ABOUT THIS EXERCISE:
Report the count of lines in the records that contain "outsize", without any added text.

DATA TO EXAMINE:
PR #1258, opened 2025-06-22
Clarify offset field is signed despite uint64_t type

izxl007:


bsbernd:
I think we can just add a comment here, that uint64_t offset is derived from linux kernel loff_t and is therefore signed.

static void _do_lseek(fuse_req_t req, const fuse_ino_t nodeid,
		      const void *op_in, const void *in_payload)
{
	(void)in_payload;
	const struct fuse_lseek_in *arg = op_in;
	struct fuse_file_info fi;

	memset(&fi, 0, sizeof(fi));
	fi.fh = arg->fh;

	if (req->se->op.lseek)
		req->se->op.lseek(req, nodeid, arg->offset, arg->whence, &fi);
	else
		fuse_reply_err(req, ENOSYS);
}

izxl007:
The relevant information has been updated, and this PR is ready to be merged.

izxl007:
> The relevant information has been updated, and this PR is ready to be merged.

@bsbernd

Issue #1075, opened 2024-12-07
funded update for macos?


r2evans:
> libfuse does not have any active, regular contributors or developers.  The current maintainer continues to apply pull requests and tries to make regular releases, but unfortunately has no capacity to do any development beyond addressing high-impact issues. 

I recognize the effort you've put into it so far. Often the "unable to actively develop" is based on funding issues, not necessarily interest. If that is the case for you, I would be interested in discussing _funding_ the work required to bring libfuse and sshfs up-to-date on macos (I'm on 15.1.1). I'm not familiar with the issues blocking the update, though I can imagine they are not trivial (otherwise it would likely have been done by now). If you're amenable to discussion, let me know.

If not, and if somebody has time (whether or not the primary maintainer here), it might be useful to enumerate some of the biggest hurdles to updating for macos. This would also be helpful to help quantify the time to develop, useful in estimating the cost of said development.

Thank you, I appreciate your efforts so far and do not want to diminish your decision to not actively maintain.

bsbernd:
Hi @r2evans ,

sorry for late reply, all weekend busy with something totally different.

Do you actually still need libfuse on OSX? There is https://osxfuse.github.io/?

Thanks,
Bernd

saxbophone:
> Do you actually still need libfuse on OSX? There is https://osxfuse.github.io/?
> 

It looks like macFUSE is stuck at implementing just the 2.9.7 API of libfuse only: https://github.com/macfuse/macfuse/issues/390

bsbernd:
Sorry, I actually meant https://www.fuse-t.org/

bsbernd:
@r2evans Besides that I don't have a single OSX system and any related hardware, time is the main factor. I'm not sure if funding would help me here - time is the issue again and then also with French bureaucracy (I'm tempted to write bureau_crazy_ - declaring tax and social contributions is a full time job...) funding might become a personal nightmare (unless you know someone who could help with declaring such things in France)...

saxbophone:
> Sorry, I actually meant https://www.fuse-t.org/

Ah cool. It looks like that one's a little behind the libfuse API too, but thanks for signposting me towards a hopefully more stable/maintained fork :)

r2evans:
It appears that fuse-t is on the same API version as macfuse, so I don't see (without benchmarking) an impetus to change. It claims to be faster, but it also has un-implemented components (at the same time it is a "drop-in replacement for macfuse" :-/ ...)

[...]

PR #1280, opened 2025-07-09
example/passthrough: support fspacectl()

CismonX:
FreeBSD 14 introduced a new system call, [`fspacectl(2)`](https://man.freebsd.org/cgi/man.cgi?fspacectl(2)).

Currently, it supports one operation mode, `SPACECTL_DEALLOC`, which is functionally equivalent to Linux `fallocate()` with `FALLOC_FL_KEEP_SIZE|FALLOC_FL_PUNCH_HOLE` flags.

`fspacectl()` calls with `SPACECTL_DEALLOC` is supported on FUSE filesystems via `FUSE_FALLOCATE` with the aforementioned flags.

---

Followup: Ideally there should be tests for this patch, however, since fallocate is not tested at all, I think we could save that for later.

P.S. `fspacectl()` is available in FreeBSD userland via [`truncate(1)`](https://man.freebsd.org/cgi/man.cgi?truncate(1)) with `-d` option.

### DIFF
--- a/example/passthrough_helpers.h
+++ b/example/passthrough_helpers.h
@@ -23,6 +23,23 @@
  * SUCH DAMAGE
  */
 
+static inline int do_fallocate(int fd, int mode, off_t offset, off_t length)
+{
+#ifdef HAVE_FALLOCATE
+	if (fallocate(fd, mode, offset, length) == -1)
+		return -errno;
+	return 0;
+#else  // HAVE_FALLOCATE
+
+#ifdef HAVE_POSIX_FALLOCATE
+	if (mode == 0)
+		return -posix_fallocate(fd, offset, length);
+#endif
+
+	return -EOPNOTSUPP;
+#endif  // HAVE_FALLOCATE
+}
+
 /*
  * Creates files on the underlying file system in response to a FUSE_MKNOD
  * operation
--- a/example/passthrough_helpers.h
+++ b/example/passthrough_helpers.h
@@ -23,6 +23,20 @@
  * SUCH DAMAGE
  */
 
+#ifndef FUSE_EXAMPLE_PASSTHROUGH_HELPERS_H_
+#define FUSE_EXAMPLE_PASSTHROUGH_HELPERS_H_
+
+#include <errno.h>
+#include <fcntl.h>
+#include <string.h>
+#include <sys/stat.h>
+#include <unistd.h>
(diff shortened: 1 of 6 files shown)


CismonX:
Did a little refactor before the actual patch.

Wrapped the fallocate implementation into a helper function, so that it could be reused by multiple passthrough servers, without too many `#ifdef`s here and there.

CismonX:
@arrowd Perhaps you could review this patch? Thanks.

arrowd:
This looks OK to me, but I'm nowhere an expert in this area. Let's ask @asomers

example/passthrough_helpers.h
```diff
@@ -23,11 +23,55 @@
...
+	return 0;
+#else  // HAVE_FALLOCATE
+
+#ifdef HAVE_POSIX_FALLOCATE
+	if (mode == 0)
+		return -posix_fallocate(fd, offset, length);
+#endif
+
+#ifdef HAVE_FSPACECTL
+	// 0x3 == FALLOC_FL_KEEP_SIZE | FALLOC_FL_PUNCH_HOLE
```
asomers, line 54: Why don't you actually include the right headers so you can use these symbols, instead of hard coding their values here?

asomers (commented):
Looks pretty good to me.  I just have a few stylistic comments.

example/passthrough_helpers.h
```diff
@@ -23,11 +23,55 @@
  * SUCH DAMAGE
  */
 
+#ifndef FUSE_EXAMPLE_PASSTHROUGH_HELPERS_H_
+#define FUSE_EXAMPLE_PASSTHROUGH_HELPERS_H_
+
+#include <errno.h>
+#include <fcntl.h>
+#include <string.h>
+#include <sys/stat.h>
```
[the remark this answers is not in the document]
bsbernd: Is there a good reason to have sys headers first? To define something system specifically?

example/passthrough_helpers.h
bsbernd: Is there a fuse_kernel.h for BSD and we could use that? Maybe we should better rename fuse_kernel.h to fuse_linux_kernel.h and have it system specific? Because we already have an issue with OSX (https://github.com/libfuse/libfuse/issues/1075)

Issue #1286, opened 2025-07-15
unmounting /tmp/mnt failed: Invalid argument


asomers:
After PR #1133 I see this warning printed every time I unmount a fuse file system.  The problem is that after libfuse receives `FUSE_DESTROY` (indicating that some other process has unmounted the file system), it tries to unmount it again.  That behavior has long been present, but the errors were suppressed until #1133 .  I think the second unmount should be eliminated.  It should only be attempted if the libfuse main loop terminates due to a reason like SIGTERM or an internal error, not if it is closed by FUSE_DESTROY.

Steps to Reproduce
----------------------------

```
> example/hello_ll -d -f /tmp/mnt
FUSE library version: 3.18.0-rc0
dev unique: 1, opcode: INIT (26), nodeid: 0, insize: 56, pid: 15016
INIT: 7.33
flags=0x01030033
max_readahead=0x00010000
   INIT: 7.44
   flags=0x00000020
   max_readahead=0x00010000
   max_write=0x00020000
   max_background=0
   congestion_threshold=0
   time_gran=1
   unique: 1, success, outsize: 80


*** In another terminal do "umount /tmp/mnt" ***


dev unique: 2, opcode: DESTROY (38), nodeid: 0, insize: 40, pid: 15017
   unique: 2, success, outsize: 16
fuse: session exited, terminating workers
unmounting /tmp/mnt failed: Invalid argument⏎   
```
Environment
-------------------
FreeBSD 15.0-CURRENT, 14-STABLE, and 14.3-RELEASE
libfuse 3.17.1 and the current master branch

bsbernd:
Thanks @asomers ! Personally I don't like that auto-unmount too much and I was aware of the double umount - took a few min and created a patch. Although there are more issues and auto-unmount from fusermount daemon mode is requested.

gcsideal:
Is this affect releases 3.17.x? I see you added several commits with this fix, but I get "this commit does not belong to any branch on this repository, and may belong to a fork outside of the repository" on those.

asomers:
> Is this affect releases 3.17.x? I see you added several commits with this fix, but I get "this commit does not belong to any branch on this repository, and may belong to a fork outside of the repository" on those.

Yes.  3.17.x is affected.  3.16.2 and earlier will not print the warning message, but they will still attempt to double-unmount.

bsbernd:
Note that the warning message for the double umount is only part of `lib/mount_bsd.c`

[...]

PR #1287, opened 2025-07-15
Avoid double unmount on FUSE_DESTROY

bsbernd:
This is a long standing issue, a system could have unmounted /path/to/mnt and then fuse-client/kernel would send FUSE_DESTROY, which would then again try a umount.

Given that FUSE_DESTROY is async, that umount might arrive any time later and might possibly unmount a wrong mount point. A warning as in issue #1286 is just minor to that.

Code wise this uses atomics to free the char *, as FUSE_DESTROY might race with a signal and a double free might be possible without proctection. A lock might run into the same issue, if the signal would arrive at the wrong time a double lock would be possible.

Additionally, fuse_session_mount() is updated, to first duplicatate the pointer and to then do the kernel mount - reverting the kernel mount in case of strdup() failure is much harder.

Closes: https://github.com/libfuse/libfuse/issues/1286

### DIFF
--- a/lib/fuse_i.h
+++ b/lib/fuse_i.h
@@ -18,6 +18,7 @@
 #include <stdint.h>
 #include <stdbool.h>
 #include <errno.h>
+#include <stdatomic.h>
 
 #define MIN(a, b) \
 ({									\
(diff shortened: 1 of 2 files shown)


bsbernd:
@asomers if you should have a bit time, would you mind to review?

asomers (approved):
This LGTM and it tests good too.  Thanks for the fast fix!

bsbernd:
Thanks a lot for your review @asomers !

PR #1291, opened 2025-07-16
memfs_ll: fix deadlock in truncate operation

lonuxli:
Remove redundant mutex lock acquisition in the truncate() method to prevent deadlock. The issue occurs when memfs_setattr() already holds the mutex lock and then calls truncate(), which attempts to acquire the same lock again.

### DIFF
--- a/example/memfs_ll.cc
+++ b/example/memfs_ll.cc
@@ -199,7 +199,6 @@ class Inode {
 
 	void truncate(off_t size)
 	{
-		std::lock_guard<std::mutex> lock(mutex);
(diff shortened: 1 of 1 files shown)


bsbernd (approved):
Thank you! Not well tested on my side yet - never found the time after the initial commits.

izxl007:
哈哈，是桃子湖的LiLong吗？

lonuxli:
> 哈哈，是桃子湖的LiLong吗？

不是, 白马湖的

PR #1297, opened 2025-07-21
Passthrough hp syslog redirection

bsbernd:
Just a draft, I'm thinking to add this to fuse_daemonize().


bsbernd:
Will be added in the new damonize api.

TASK ANSWER:
2